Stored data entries

PR #8998, opened 2026-07-15
fix: reject non-http(s) blocklist URLs

YayoRazo:
The blocklist URL is fetched with libcurl (set verbatim as `CURLOPT_URL`) and
nothing sets `CURLOPT_PROTOCOLS`, so libcurl accepts its default scheme set —
including non-HTTP schemes like `file://`, `ftp://`, `gopher://`, `dict://` (and
`scp://`/`sftp://` when built with SSH). Since the URL is RPC-settable, a client
could make the daemon read from its own local filesystem (`file://`) or originate
arbitrary non-web requests to internal hosts/ports (`gopher://`/`dict://` — blind
SSRF / request smuggling). The body is parsed as a blocklist and only the rule
count is returned, so it isn't content disclosure, but the daemon still performs
the access. A blocklist is only ever http(s), so it now rejects any other scheme.

Verified on the wire: setting the blocklist URL over RPC to `file://`, `ftp://`,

Problem requirements
Once the line that contains "count is returned, so" is found, please give it again exactly, along with each line that comes after it, through the last line of the entries.

Exercise output
count is returned, so it isn't content disclosure, but the daemon still performs
the access. A blocklist is only ever http(s), so it now rejects any other scheme.

Verified on the wire: setting the blocklist URL over RPC to `file://`, `ftp://`,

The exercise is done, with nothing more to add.